Exercise data START

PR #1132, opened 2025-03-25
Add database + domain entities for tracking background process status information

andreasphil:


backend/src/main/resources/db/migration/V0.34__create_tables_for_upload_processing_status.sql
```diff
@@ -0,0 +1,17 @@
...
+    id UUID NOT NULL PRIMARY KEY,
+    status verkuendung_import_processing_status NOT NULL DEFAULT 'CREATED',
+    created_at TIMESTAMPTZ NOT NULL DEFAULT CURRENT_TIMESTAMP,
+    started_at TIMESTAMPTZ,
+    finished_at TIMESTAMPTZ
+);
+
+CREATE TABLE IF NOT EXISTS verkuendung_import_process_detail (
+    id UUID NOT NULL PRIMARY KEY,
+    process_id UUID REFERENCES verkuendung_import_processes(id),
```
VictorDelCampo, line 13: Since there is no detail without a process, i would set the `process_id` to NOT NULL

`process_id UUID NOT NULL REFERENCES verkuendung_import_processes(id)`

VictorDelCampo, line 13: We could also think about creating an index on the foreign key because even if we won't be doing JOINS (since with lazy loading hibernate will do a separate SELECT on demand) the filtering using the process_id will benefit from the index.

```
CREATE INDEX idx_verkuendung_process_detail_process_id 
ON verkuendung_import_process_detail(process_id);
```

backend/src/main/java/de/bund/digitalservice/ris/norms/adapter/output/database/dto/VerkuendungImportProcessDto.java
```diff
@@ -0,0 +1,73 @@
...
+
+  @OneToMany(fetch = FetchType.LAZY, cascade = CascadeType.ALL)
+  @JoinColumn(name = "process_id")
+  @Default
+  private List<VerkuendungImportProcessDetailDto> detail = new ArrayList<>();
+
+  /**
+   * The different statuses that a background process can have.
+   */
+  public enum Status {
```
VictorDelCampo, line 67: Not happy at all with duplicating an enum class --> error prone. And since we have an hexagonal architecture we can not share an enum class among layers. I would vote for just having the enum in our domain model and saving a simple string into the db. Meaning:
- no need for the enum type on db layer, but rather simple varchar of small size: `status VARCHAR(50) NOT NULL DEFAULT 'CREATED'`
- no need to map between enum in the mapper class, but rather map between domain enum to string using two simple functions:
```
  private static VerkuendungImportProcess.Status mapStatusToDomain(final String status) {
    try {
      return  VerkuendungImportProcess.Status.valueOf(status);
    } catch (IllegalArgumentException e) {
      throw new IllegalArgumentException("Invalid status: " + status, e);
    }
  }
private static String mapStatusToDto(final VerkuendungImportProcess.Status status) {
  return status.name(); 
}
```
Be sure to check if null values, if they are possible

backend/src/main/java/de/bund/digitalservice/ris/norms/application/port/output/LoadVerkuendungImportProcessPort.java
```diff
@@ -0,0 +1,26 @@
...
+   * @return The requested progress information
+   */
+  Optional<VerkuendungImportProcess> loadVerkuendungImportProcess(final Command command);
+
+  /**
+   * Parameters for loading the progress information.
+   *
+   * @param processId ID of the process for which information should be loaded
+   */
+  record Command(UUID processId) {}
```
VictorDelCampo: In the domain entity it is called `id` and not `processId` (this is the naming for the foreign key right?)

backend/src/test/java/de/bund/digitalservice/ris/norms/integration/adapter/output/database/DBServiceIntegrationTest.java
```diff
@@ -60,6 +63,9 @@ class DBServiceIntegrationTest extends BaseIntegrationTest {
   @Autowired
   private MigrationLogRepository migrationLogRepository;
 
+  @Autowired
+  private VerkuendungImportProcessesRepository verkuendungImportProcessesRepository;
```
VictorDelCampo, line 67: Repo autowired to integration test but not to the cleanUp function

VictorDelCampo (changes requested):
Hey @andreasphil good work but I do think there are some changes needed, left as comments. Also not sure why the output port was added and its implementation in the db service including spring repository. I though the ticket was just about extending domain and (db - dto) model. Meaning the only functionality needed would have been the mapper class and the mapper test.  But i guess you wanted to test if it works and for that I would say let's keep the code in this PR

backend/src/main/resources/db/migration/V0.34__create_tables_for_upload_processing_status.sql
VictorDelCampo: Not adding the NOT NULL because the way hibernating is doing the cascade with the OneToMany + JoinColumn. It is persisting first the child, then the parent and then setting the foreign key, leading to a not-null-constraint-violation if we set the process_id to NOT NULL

Exercise data END
Exercise data START

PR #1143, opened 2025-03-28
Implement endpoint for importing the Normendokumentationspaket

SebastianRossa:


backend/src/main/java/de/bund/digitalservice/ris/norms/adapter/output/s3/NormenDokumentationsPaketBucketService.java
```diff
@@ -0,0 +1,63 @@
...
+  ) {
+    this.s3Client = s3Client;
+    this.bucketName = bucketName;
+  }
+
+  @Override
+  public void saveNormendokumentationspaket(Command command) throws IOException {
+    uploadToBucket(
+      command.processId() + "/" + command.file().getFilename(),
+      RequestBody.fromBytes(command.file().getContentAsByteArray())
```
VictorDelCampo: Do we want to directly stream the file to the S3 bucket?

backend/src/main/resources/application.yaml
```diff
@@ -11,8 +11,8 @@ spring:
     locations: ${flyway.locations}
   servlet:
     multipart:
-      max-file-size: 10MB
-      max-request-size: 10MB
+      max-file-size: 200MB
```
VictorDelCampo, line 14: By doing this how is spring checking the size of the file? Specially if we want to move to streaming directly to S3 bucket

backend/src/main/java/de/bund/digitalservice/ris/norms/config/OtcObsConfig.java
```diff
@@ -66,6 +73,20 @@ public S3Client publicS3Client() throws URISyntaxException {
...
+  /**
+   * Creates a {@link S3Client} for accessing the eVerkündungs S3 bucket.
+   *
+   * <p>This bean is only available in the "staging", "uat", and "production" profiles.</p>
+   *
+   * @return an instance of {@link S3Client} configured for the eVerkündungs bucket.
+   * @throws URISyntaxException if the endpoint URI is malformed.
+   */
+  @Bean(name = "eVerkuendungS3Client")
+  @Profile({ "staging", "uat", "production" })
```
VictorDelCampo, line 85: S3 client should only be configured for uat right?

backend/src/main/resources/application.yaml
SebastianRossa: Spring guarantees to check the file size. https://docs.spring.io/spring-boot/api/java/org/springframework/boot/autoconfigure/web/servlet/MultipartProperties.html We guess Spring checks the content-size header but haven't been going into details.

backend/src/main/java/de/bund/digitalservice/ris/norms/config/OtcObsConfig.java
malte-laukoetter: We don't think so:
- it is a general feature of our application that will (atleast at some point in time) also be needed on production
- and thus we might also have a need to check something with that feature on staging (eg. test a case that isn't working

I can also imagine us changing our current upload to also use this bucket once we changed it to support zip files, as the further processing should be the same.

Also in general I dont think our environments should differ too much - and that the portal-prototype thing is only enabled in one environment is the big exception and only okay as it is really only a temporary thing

Exercise data END
Exercise data START

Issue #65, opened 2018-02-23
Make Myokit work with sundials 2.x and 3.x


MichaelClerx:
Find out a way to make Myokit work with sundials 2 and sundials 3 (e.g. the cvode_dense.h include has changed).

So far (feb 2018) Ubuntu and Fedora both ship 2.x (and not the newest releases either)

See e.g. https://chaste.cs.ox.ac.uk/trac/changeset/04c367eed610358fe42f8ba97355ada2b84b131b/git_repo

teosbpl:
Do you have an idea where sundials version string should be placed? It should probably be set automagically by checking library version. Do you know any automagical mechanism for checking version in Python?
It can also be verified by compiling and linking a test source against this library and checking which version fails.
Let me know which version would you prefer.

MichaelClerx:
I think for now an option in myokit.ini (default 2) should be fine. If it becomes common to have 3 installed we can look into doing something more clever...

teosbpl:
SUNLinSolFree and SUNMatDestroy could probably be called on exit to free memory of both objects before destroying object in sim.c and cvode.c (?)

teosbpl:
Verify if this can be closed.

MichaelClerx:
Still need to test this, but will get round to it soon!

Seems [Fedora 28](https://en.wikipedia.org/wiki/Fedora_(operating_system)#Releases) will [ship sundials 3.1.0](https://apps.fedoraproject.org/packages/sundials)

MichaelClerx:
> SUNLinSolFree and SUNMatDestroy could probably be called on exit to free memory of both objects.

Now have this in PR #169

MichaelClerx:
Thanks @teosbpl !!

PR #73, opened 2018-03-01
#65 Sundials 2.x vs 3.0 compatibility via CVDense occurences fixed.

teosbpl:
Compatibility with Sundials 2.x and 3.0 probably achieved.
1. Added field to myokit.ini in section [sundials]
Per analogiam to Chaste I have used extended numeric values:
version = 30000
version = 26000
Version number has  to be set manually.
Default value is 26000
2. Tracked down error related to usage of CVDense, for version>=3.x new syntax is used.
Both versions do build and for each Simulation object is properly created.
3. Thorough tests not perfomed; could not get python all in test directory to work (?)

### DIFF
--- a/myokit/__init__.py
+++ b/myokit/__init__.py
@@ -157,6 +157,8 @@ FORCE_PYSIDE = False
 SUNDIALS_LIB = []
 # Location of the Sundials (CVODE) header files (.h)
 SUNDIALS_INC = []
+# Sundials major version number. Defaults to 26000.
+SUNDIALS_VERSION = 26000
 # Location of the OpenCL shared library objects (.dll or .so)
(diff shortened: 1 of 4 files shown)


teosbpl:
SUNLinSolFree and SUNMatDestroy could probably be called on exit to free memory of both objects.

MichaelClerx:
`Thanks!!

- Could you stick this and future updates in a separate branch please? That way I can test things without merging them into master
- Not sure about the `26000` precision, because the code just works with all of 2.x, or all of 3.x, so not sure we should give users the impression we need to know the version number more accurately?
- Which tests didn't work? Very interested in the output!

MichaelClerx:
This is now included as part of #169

Exercise data END

How to complete this task - For every line of the material above that contains the word "https", show the line.

Solution -
SebastianRossa: Spring guarantees to check the file size. https://docs.spring.io/spring-boot/api/java/org/springframework/boot/autoconfigure/web/servlet/MultipartProperties.html We guess Spring checks the content-size header but haven't been going into details.
See e.g. https://chaste.cs.ox.ac.uk/trac/changeset/04c367eed610358fe42f8ba97355ada2b84b131b/git_repo
Seems [Fedora 28](https://en.wikipedia.org/wiki/Fedora_(operating_system)#Releases) will [ship sundials 3.1.0](https://apps.fedoraproject.org/packages/sundials)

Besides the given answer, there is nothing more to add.